When? Friday 24 October,14-16
Where? Onsite: D1172 and via zoom
Registration: Please sign up for the seminar via this link, https://forms.gle/m3nRqxaQmnv8zETb6 by 20 October.

Agenda
14.00-14.10 Welcome and practical information
14.10-14.55 Presentation and discussion: 
The Self-Healing Hypochondriac: Confessions of an AI Nerd: From Skeleton Avatar Technology to medical insights and future directions in AI for eHealth – Welf Löwe
14.55 – 15.05 Coffee break
15.05 – 15.50 Presentation and discussion:  The Journey and Lessons of Emerging Technologies in Education: Insights from the European Project Exten.(D.T.)² – Alisa Lincke
15.50 -16.00 Sum up and plan for our seminars in November

Abstract
The Self-Healing Hypochondriac: Confessions of an AI Nerd
From Skeleton Avatar Technology to medical insights and future directions in AI for eHealth – Welf Löwe

This talk introduces our Skeleton Avatar Technology (SAT), an AI-based approach to video motion analysis. We will present ongoing research, recent results, commercialization efforts, and future directions, highlighting how SAT can provide valuable medical insights and transform applications in healthcare and elderly care. In addition, we will briefly outline our other research activities in AI and eHealth.

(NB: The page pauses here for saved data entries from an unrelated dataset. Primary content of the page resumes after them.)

PR #5117, opened 2023-07-10
fix: empty global table style should revert to "default"

rfay:
## The Issue

Many v1.21.6 projects had `table_style: ""`

v1.22.0 requires `table_style: default`

Disallow "" as value, then the global config reader substitutes "default"

Set `table_style: ""` in global_config.yaml, then `ddev start`

You should now see `table_style: default` in global_config.yaml

<a href="https://gitpod.io/#https://github.com/ddev/ddev/pull/5117"></a>

### DIFF
--- a/pkg/globalconfig/global_config.go
+++ b/pkg/globalconfig/global_config.go
@@ -3,7 +3,6 @@ package globalconfig
 import (
 	"context"
 	"fmt"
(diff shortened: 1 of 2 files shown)


gilbertsoft (approved):
Looks good! Empty value is set to default while validating the global config.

The Journey and Lessons of Emerging Technologies in Education: Insights from the European Project Exten.(D.T.)² – Alisa Lincke

This seminar introduces the Exten.(D.T.)² project (Extending Design Thinking with Emerging Digital Technologies), a Horizon Europe / Innovate UK initiative (2022–2025). The project enhances Design Thinking in schools by integrating technologies such as AI, augmented reality, robotics, 3D printing, with a main focus on authorable learning analytics and dashboards. Implemented in six European countries, it explores both the opportunities and challenges of using these tools to foster creativity, collaboration, problem solving, and digital literacy. Personal experiences from European research projects will be shared, with reflections on lessons learned in cross-national collaboration.